Find the lines of data that contain the string "anonymous", then list them.

## Record set:
★ ★ ★ ★ ★ ★ ★

PR #210, opened 2016-08-19
Provide a way to customize the revision username.

### LINKED ISSUE #187: User identifier may change multiple times during execution - rely on a dynamic factory for it instead?
During an app's lifecycle, many things can go wrong with auth + business logic.

 * email auto-login + action (via JWT token or similar) causes anonymous -> logged in upgrade + business interaction
 * `sudo` -alike actions cause user privilege change mid-request
 * auto-logout caused by business logic (violations, usually), lead to logged in -> anonymous downgrade

Therefore, `AuditConfiguration#setCurrentUsername()` seems to be insufficient to deal with that.

Assuming (big assumption tho!) that there is somewhere a storage keeping the current logged in user in memory, it is easy to change the logic to accomodate this, by having a `AuditConfiguration#setCurrentUsernameProvider(callable $usernameProvider)`. That way, each time the username is required, the provider is called, making sure the interactions are executed with the correct role at every transaction within the lifecycle of a request.

bendavies:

★ ★ ★ ★ ★ ★ ★

## Result for this exercise:
 * email auto-login + action (via JWT token or similar) causes anonymous -> logged in upgrade + business interaction
 * auto-logout caused by business logic (violations, usually), lead to logged in -> anonymous downgrade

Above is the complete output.